In the material below, some lines carry "starting". Copy each such line.

START PROVIDED MATERIAL

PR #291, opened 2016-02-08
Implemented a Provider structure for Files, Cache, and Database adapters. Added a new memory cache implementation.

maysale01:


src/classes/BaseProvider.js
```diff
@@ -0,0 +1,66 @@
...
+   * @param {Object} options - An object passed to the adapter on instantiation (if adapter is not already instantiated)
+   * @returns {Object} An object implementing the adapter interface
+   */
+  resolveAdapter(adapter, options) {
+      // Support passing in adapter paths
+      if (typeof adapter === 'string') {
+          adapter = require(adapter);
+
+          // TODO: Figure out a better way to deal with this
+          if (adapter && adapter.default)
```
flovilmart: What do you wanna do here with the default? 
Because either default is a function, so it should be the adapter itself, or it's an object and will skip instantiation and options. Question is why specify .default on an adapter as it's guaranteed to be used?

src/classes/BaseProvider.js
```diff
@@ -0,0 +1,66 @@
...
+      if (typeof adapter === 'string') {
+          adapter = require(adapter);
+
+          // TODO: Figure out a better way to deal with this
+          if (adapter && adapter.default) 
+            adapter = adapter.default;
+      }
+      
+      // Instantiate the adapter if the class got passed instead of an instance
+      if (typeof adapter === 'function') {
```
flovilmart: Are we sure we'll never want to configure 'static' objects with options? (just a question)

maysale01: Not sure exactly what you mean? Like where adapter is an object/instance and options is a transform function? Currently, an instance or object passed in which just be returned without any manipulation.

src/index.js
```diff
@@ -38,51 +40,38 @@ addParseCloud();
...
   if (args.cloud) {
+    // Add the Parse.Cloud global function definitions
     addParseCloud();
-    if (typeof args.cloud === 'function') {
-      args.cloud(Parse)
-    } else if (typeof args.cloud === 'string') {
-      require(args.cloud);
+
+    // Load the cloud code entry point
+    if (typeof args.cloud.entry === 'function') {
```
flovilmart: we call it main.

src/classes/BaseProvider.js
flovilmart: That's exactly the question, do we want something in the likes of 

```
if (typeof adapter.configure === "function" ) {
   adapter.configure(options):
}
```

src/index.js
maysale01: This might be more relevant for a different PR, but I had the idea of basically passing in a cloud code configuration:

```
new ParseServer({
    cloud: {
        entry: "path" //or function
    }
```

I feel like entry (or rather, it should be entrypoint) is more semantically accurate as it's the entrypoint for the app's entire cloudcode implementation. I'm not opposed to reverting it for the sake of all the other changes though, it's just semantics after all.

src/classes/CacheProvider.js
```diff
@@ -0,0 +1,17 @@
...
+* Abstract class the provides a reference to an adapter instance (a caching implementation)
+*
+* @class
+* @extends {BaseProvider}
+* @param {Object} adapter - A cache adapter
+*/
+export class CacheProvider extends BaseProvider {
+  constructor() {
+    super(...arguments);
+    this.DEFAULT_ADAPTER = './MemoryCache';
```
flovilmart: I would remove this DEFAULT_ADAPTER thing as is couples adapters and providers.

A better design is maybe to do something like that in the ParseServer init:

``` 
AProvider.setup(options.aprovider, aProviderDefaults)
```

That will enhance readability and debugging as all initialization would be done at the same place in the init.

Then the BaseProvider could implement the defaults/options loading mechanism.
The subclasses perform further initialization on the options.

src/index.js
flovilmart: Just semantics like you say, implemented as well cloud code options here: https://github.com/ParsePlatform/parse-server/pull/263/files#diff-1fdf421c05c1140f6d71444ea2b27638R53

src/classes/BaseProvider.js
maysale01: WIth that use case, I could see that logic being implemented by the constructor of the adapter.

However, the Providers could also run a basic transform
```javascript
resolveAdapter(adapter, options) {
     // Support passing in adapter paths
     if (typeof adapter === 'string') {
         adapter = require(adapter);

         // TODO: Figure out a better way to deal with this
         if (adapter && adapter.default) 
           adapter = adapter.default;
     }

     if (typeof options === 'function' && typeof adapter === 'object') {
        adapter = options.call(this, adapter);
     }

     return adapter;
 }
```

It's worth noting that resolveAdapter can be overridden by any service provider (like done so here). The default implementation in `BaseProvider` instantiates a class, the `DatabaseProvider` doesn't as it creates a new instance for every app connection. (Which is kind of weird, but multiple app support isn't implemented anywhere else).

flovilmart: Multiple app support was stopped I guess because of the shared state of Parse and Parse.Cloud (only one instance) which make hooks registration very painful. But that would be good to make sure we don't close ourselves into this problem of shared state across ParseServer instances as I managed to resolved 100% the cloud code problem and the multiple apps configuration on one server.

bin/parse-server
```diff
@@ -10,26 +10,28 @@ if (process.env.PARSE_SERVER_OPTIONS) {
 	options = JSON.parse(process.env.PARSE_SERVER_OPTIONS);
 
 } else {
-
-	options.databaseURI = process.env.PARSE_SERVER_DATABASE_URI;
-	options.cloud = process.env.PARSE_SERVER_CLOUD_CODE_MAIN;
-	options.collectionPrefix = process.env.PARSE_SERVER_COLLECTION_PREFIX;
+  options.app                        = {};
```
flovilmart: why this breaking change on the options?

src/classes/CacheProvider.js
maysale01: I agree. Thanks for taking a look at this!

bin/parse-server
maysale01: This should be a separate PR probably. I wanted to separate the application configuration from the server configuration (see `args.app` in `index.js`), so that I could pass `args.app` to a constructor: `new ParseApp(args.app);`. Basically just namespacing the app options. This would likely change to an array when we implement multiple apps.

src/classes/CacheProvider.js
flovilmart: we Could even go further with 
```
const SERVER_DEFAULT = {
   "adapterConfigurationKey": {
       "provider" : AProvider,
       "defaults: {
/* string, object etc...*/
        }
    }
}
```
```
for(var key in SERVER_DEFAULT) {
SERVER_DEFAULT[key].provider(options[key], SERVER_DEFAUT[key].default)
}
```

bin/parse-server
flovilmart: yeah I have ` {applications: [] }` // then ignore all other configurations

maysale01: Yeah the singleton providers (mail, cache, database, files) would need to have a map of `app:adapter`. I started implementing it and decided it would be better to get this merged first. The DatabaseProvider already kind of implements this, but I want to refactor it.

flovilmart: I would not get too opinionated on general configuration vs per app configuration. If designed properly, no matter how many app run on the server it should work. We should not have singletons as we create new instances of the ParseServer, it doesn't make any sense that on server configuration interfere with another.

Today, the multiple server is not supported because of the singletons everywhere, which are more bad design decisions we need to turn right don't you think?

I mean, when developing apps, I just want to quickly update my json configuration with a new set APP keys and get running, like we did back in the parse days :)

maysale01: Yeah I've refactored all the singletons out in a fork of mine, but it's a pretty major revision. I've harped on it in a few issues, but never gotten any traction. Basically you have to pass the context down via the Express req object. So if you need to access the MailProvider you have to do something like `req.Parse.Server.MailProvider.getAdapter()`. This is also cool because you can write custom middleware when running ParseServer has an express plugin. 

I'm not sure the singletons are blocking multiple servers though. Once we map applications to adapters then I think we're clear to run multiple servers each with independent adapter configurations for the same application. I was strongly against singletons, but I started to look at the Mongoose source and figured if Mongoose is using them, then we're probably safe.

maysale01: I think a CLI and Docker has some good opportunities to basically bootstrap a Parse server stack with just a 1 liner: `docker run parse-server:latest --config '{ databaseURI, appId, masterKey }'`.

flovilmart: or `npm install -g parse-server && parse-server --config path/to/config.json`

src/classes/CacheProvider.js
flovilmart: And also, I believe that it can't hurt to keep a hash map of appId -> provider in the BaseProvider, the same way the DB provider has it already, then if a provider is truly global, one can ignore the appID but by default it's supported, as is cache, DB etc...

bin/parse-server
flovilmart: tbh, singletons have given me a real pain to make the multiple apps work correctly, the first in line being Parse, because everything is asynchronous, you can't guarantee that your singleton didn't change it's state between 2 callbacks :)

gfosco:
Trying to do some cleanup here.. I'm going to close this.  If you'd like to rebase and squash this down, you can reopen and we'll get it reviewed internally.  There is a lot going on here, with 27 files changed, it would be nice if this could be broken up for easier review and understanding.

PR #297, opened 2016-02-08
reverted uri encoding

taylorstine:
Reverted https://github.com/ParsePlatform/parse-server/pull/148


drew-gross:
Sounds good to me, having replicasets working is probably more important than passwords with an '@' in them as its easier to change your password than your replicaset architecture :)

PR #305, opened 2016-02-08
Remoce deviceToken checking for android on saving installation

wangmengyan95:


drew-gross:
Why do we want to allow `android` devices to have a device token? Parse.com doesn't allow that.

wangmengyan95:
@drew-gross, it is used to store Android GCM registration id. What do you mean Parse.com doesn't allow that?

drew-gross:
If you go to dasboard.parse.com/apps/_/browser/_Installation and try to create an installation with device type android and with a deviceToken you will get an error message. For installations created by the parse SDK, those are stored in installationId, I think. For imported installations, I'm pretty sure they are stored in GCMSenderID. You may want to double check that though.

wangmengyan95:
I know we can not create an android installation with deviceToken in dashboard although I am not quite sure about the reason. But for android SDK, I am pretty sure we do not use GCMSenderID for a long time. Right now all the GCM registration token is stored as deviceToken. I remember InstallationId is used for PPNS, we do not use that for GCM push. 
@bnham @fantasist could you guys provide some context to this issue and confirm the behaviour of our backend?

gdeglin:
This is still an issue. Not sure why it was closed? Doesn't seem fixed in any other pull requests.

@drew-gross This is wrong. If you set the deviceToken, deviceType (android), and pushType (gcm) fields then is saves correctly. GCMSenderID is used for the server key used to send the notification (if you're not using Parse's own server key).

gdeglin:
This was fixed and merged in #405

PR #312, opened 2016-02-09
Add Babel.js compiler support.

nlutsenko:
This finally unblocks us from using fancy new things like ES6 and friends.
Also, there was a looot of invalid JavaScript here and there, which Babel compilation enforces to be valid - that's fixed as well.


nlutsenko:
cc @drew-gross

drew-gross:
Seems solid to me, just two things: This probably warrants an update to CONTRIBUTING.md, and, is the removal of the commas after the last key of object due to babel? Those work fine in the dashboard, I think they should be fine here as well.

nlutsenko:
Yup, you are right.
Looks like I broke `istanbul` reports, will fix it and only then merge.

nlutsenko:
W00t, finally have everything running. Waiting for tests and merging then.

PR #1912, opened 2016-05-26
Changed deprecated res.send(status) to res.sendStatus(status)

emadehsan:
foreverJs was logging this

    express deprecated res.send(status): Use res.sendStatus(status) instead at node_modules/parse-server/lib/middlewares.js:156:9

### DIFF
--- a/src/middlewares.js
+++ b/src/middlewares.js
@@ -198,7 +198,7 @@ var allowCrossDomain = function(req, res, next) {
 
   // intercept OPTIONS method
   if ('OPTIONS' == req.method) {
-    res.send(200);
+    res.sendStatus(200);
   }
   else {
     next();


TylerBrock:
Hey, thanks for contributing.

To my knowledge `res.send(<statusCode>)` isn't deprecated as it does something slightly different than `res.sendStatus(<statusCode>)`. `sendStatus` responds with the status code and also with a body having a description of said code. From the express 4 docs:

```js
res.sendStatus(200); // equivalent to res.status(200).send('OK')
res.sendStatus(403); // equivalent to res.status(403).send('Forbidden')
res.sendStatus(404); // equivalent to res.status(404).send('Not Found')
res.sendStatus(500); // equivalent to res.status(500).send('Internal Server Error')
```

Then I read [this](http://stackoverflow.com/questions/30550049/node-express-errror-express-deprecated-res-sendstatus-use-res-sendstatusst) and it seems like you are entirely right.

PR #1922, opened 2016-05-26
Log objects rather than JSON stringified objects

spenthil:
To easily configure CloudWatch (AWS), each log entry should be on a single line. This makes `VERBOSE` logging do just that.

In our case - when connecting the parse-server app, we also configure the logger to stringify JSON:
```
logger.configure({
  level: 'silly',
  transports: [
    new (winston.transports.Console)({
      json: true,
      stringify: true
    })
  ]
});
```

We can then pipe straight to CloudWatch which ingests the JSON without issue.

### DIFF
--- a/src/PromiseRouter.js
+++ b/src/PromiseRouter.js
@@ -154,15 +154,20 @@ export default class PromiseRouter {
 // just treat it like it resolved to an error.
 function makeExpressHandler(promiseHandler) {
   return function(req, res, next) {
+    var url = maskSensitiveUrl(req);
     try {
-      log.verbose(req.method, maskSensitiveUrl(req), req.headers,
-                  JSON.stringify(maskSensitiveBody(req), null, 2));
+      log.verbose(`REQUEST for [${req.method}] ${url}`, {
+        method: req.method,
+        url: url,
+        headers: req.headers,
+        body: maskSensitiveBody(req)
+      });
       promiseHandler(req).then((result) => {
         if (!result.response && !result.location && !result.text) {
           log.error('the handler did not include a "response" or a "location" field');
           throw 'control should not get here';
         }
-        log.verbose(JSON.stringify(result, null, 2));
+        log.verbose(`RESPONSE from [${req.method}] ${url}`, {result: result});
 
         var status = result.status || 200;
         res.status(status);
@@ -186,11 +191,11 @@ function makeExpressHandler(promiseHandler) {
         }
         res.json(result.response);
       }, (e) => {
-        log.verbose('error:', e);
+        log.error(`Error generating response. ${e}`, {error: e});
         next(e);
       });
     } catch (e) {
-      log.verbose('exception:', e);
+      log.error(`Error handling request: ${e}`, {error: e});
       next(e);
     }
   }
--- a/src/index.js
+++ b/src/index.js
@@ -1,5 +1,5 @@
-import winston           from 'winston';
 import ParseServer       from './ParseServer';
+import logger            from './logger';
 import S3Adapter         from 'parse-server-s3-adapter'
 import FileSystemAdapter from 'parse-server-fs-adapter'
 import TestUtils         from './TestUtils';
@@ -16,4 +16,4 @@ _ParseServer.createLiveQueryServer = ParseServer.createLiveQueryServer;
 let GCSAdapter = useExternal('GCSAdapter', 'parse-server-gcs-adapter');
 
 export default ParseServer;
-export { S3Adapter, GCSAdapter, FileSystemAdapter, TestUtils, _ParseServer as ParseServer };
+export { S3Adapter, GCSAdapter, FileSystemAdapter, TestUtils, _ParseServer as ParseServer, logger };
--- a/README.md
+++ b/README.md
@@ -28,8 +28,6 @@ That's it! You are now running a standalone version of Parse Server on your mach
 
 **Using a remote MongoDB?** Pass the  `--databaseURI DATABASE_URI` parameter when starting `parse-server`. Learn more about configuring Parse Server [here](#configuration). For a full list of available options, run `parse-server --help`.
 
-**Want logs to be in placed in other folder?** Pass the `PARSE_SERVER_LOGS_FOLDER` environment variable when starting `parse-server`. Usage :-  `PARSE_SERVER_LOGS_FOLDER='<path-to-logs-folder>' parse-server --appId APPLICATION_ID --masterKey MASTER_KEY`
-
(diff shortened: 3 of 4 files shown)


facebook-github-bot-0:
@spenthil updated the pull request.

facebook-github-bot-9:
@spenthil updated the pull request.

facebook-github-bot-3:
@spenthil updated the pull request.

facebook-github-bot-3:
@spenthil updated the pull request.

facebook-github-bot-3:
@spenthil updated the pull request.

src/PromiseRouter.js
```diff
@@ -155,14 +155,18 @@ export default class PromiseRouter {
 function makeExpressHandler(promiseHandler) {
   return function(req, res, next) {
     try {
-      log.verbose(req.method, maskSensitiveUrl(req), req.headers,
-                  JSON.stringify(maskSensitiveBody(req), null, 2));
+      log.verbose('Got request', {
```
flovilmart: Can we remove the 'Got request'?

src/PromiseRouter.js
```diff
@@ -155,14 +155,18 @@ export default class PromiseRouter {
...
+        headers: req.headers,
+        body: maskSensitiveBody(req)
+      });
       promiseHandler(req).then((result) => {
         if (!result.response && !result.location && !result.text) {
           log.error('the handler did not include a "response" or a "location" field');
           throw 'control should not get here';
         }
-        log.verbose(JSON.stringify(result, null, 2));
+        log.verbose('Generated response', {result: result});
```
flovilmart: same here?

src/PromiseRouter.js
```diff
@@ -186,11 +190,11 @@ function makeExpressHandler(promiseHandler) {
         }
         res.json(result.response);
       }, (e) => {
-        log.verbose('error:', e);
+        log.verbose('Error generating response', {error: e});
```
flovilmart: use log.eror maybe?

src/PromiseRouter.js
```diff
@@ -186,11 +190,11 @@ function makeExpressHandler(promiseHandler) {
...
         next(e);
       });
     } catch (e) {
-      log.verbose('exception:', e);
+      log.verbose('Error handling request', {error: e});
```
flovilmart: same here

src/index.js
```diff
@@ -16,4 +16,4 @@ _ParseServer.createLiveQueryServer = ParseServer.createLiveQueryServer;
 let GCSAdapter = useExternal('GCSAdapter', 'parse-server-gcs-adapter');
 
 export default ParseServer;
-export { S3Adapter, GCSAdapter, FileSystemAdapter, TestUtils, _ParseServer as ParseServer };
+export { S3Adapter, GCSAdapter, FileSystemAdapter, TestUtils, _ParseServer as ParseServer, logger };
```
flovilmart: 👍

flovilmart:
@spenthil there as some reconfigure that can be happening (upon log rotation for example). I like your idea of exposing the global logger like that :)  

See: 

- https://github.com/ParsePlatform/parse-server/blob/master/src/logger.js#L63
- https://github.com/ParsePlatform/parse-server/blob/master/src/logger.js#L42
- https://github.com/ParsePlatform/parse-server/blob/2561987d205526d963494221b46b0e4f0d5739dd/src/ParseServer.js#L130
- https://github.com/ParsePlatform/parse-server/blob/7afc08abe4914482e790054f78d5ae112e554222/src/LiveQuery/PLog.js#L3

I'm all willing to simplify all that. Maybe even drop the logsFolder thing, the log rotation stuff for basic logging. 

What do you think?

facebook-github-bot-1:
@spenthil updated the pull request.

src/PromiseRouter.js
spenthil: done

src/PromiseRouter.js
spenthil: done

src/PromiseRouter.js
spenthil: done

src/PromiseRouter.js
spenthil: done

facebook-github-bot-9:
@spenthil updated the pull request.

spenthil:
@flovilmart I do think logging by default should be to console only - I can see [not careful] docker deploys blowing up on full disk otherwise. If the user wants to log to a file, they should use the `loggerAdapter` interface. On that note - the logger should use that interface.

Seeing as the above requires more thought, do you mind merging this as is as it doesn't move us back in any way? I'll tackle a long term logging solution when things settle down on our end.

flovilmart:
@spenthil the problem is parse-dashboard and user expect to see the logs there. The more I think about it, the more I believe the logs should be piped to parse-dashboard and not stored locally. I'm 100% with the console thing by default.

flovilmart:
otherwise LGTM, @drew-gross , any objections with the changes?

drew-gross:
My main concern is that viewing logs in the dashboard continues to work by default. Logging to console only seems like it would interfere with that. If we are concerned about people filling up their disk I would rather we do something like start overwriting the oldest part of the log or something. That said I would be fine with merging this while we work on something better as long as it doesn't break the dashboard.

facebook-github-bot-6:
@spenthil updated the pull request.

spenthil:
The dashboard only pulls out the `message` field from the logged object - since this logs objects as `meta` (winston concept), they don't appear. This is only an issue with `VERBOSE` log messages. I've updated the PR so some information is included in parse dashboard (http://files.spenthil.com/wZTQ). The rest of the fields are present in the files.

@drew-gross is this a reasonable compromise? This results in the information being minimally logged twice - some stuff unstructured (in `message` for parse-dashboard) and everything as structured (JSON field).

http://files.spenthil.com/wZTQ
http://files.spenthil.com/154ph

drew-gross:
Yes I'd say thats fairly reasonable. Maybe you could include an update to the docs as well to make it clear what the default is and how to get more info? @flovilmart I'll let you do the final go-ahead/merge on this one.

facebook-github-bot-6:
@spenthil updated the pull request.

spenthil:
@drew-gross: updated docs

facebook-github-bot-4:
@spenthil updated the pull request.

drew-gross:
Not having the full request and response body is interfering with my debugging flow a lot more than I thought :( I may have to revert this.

END PROVIDED MATERIAL

[WRITTEN SOLUTION]
 **Using a remote MongoDB?** Pass the  `--databaseURI DATABASE_URI` parameter when starting `parse-server`. Learn more about configuring Parse Server [here](#configuration). For a full list of available options, run `parse-server --help`.
-**Want logs to be in placed in other folder?** Pass the `PARSE_SERVER_LOGS_FOLDER` environment variable when starting `parse-server`. Usage :-  `PARSE_SERVER_LOGS_FOLDER='<path-to-logs-folder>' parse-server --appId APPLICATION_ID --masterKey MASTER_KEY`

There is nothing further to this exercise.